EXERCISE
From the first line to the last, reproduce the data exactly.
[Start of section]
PR #518, opened 2018-01-22
Fixed memory leak

stryju:
This diff achieves two things:
1. applies solution from #420 to `Motion` and `StaggeredMotion`
2. prevents two `rAF`s to be triggered at the same time

# Why?
In some rare cases **ReactFiber** can execute `cWRP` right after `setState` call, which would result in two `rAF`s to be triggered (2nd point addresses this) and this combined with `setState` being triggered after unmounting the component (#420 addressed that, but only for `TransitionMotion`), the `rAF` would never stop, as it would work on stale state, which can result in OOM for low-memory and long-running devices.

### DIFF
--- a/src/Motion.js
+++ b/src/Motion.js
@@ -36,6 +36,7 @@ export default class Motion extends React.Component<MotionProps, MotionState> {
     this.state = this.defaultState();
   }
 
+  unmounting: boolean = false;
   wasAnimating: boolean = false;
   animationID: ?number = null;
   prevTime: number = 0;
[End of section]
ANSWER SPACE
PR #518, opened 2018-01-22
Fixed memory leak

stryju:
This diff achieves two things:
1. applies solution from #420 to `Motion` and `StaggeredMotion`
2. prevents two `rAF`s to be triggered at the same time

# Why?
In some rare cases **ReactFiber** can execute `cWRP` right after `setState` call, which would result in two `rAF`s to be triggered (2nd point addresses this) and this combined with `setState` being triggered after unmounting the component (#420 addressed that, but only for `TransitionMotion`), the `rAF` would never stop, as it would work on stale state, which can result in OOM for low-memory and long-running devices.

### DIFF
--- a/src/Motion.js
+++ b/src/Motion.js
@@ -36,6 +36,7 @@ export default class Motion extends React.Component<MotionProps, MotionState> {
     this.state = this.defaultState();
   }
 
+  unmounting: boolean = false;
   wasAnimating: boolean = false;
   animationID: ?number = null;
   prevTime: number = 0;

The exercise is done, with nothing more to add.